Título: ONGS ANTIAIDS PEDEM A QUEBRA DE PATENTES
Autor: José Meirelles Passos
Fonte: O Globo, 14/05/2005, Economia, p. 32
Organizações protestam contra pressões de farmacêuticas americanas sobre o Brasil por remédios contra o HIV
WASHINGTON. O Brasil está sob fogo cruzado. Um dia depois de influentes grupos lobistas americanos terem enviado cartas ao governo dos Estados Unidos, sugerindo sanções contra o Brasil caso o Ministério da Saúde quebre as patentes de medicamentos contra o vírus HIV, organizações não-governamentais realizaram ontem uma manifestação em frente à embaixada brasileira em Washington pressionando o governo a justamente encampar as patentes para produzir genéricos mais baratos.
"Brasil, quebre o monopólio dos remédios contra a Aids", gritava em coro o grupo de 14 representantes de várias ONGs, agitando cartazes com esses mesmos dizeres. Outros, trazendo o desenho de um tigre, incitavam a um ataque: "Brasil: mostre os seus dentes. Quebre o monopólio das patentes".
Uma pressão desse tipo também foi realizada em frente à missão do Brasil na Organização das Nações Unidas, em Nova York.
- O Brasil tem mostrado uma tremenda liderança na luta contra a Aids. Governos dos países pobres e ativistas contra a Aids agora estão esperado que o Brasil cumpra a sua promessa e dê todos os passos necessários para cancelar as patentes desses remédios caríssimos que são desesperadamente necessitados. Todos os olhos estão voltados para o Brasil - disse John Riley, do grupo Act Up, de Nova York.
Nada menos do que 74 ONGs brasileiras e 64 internacionais estão unidas no compromisso de exigir que o Ministério da Saúde cumpra a ameaça feita no último dia 15 de março aos laboratórios Abbott, Merck e Gilead Science: fazer uma concessão, vendendo seus produtos mais barato ou ter seus remédios copiados, na forma de genéricos, no Brasil. Devido ao aumento dos preços o governo teria de gastar este ano US$169 milhões para manter o seu programa de tratamento gratuito contra o HIV e a Aids. Isso é o equivalente a 67% do orçamento para a importação de remédios.

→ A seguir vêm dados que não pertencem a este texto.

PR #758, opened 2023-02-27
fix: SQLite3 concurrency issues when running examples

blgm:
SQLite3 does not support performing similar operations (e.g. INSERT) concurrently on the same table from the same connection. As CSB uses the same database connection for all goroutines, we were occasionally seeing errors saying "database is locked".

Enabling the full mutex mode will serialise database operations and hopefully stop this error from occurring.


pivotal-marcela-campo (approved):
Interesting, thanks!

PR #778, opened 2023-03-15
fix: invalid cache state causing invalid brokerpaks

blgm:
When using a cache to build brokerpaks, a source path is converted into an MD5 sum and this is used to name a directory in the cache, which is populated by the contents. It was observed that cache directories were sometimes empty - presumably because the operating system was cleaning up files in /tmp. But because the cache directory still existed, it was still considered valid, and a brokerpak would be successfully built, but with missing content. This commit introduces an additional check that the cache directory should not be empty, which should resolve this kind of error.


pivotal-marcela-campo (approved):
Thanks!

PR #785, opened 2023-03-17
fix: unbind should succeed CredHub cleanup fails

blgm:
When CredHub is enabled, the CSB will store binding credentials in CredHub. During the unbind operation, it will try to remove those credentials. In most cases, the credentials will have been invalidated first, but this depends on the service implementation.

The cleanup can fail for a number of reasons:
- the service name has changed
- CredHub has already been cleaned up
- there's a failure in CredHub

In general we prefer deletion operations (such as unbind) to be idempotent so that they can be retried. We don't want to have to advise people to add a credential back into CredHub in order to make an unbind operation succeed. So if there is a failure to delete a credential from CredHub, we will succeed and log the failure. This mirrors logic when we can't remove the permissions for the credential. This is a tradeoff, and it would be nicer if CredHub were also idempotent.

[#184672112](https://www.pivotaltracker.com/story/show/184672112)


brokerapi/broker/unbind.go
```diff
@@ -76,17 +76,14 @@ func (broker *ServiceBroker) Unbind(ctx context.Context, instanceID, bindingID s
...
-			broker.Logger.Error(fmt.Sprintf("fail to delete permissions on the key %s", credentialName), err)
+		if err := broker.Credstore.DeletePermission(credentialName); err != nil {
+			broker.Logger.Error(fmt.Sprintf("failed to delete permissions on the CredHub key %s", credentialName), err)
 		}
 
-		err := broker.Credstore.Delete(credentialName)
-		if err != nil {
-			return domain.UnbindSpec{}, err
+		if err := broker.Credstore.Delete(credentialName); err != nil {
+			broker.Logger.Error(fmt.Sprintf("failed to delete CredHub key %s", credentialName), err)
```
pivotal-marcela-campo, line 86: Looks good, my only question is what happens if the error is not an NotFound but a connection error. We would be leaving orphaned credentials in that scenario as well. Might be good enhancing this handling

pivotal-marcela-campo (approved):

brokerapi/broker/unbind.go
blgm: This is a fair comment. I'm not sure we have a good enough API to be able to differentiate in a sustainable way. But it's something to consider improving the in the future.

- O Brasil se deixou intimidar muito tempo pelas grandes companhias farmacêuticas. Chegou a hora do país se levantar e enfrentá-las, mostrando ao mundo o tipo de liderança global que esse assunto necessita de forma desesperada - disse o doutor Paul Zeitz, diretor-executivo da Global Aids Alliance.
Para simbolizar essa atitude, os manifestantes depositaram à porta da embaixada do Brasil a réplica de uma espinha dorsal ereta, junto a um cartaz que dizia "A espinha dorsal que faz falta ao Brasil".

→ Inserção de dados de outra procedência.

PR #892, opened 2023-10-31
chore: physically delete records from the database on

pivotal-marcela-campo:
deprovision/unbind

Records where being soft-deleted or not even soft-deleted from the database on deprovision and unbind.
The terraform_deployments table (which was not even being soft-deleted) would accumulate thousands of records over time, making consistency checks very slow and causing cloud foundry to time out on app start up. Although we could work on changing the way the checks are performed, the broker doesn't have any uses for these soft-deleted or old records once the operation has completed successfully. Hence there is no real use at the moment in keeping this data in the database and take over space and affect performance.

[#186230750](https://www.pivotaltracker.com/story/show/186230750)

### Checklist:

### DIFF
--- a/internal/storage/provision_request_details_test.go
+++ b/internal/storage/provision_request_details_test.go
@@ -108,7 +108,7 @@ var _ = Describe("ProvisionRequestDetails", func() {
 			addFakeProvisionRequestDetails()
 		})
 
-		It("deletes psychically from the database", func() {
+		It("deletes physically from the database", func() {
 			exists := func() bool {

Associação brasileira reclama contra lobistas
No Brasil, a Associação Brasileira Interdisciplinar de Aids (Abia) manifestou repúdio às pressões americanas contra a quebra de patentes. Em sua nota, a Abia disse que "quando a American Conservative Union afirma que o Brasil é o maior violador de direitos de propriedade intelectual de toda a indústria americana e que o Brasil está roubando inovações dos EUA sob o disfarce de emergência de saúde, o grupo parece ignorar os pedidos de licença compulsória já feitos pelo próprio governo americano."
A associação lembrou as ameaças americanas contra o laboratório alemão que fabricava medicamento contra antraz, diante do risco terrorista e de apenas quatro casos confirmados da doença nos Estados Unidos.
Veriano Terto Jr., coordenador-geral da Abia, que assinou a nota, reclama que a postura americana diante de uma epidemia mundial que atinge 40 milhões de pessoas não é a mesma. Terto ainda ressaltou que a medida seria legal segundo a legislação brasileira (lei 9279/96) e segundo o Tratado Trips da OMC.
"Ela é prevista em casos de emergência nacional, interesse público e uso público não-comercial, além de casos de abuso de poder econômico", acrescentou. E concluiu: "O que o Brasil deseja é somente a utilização de um direito que está previsto pela lei nacional em consonância com os princípios e pactos internacionais de direitos econômicos e sociais.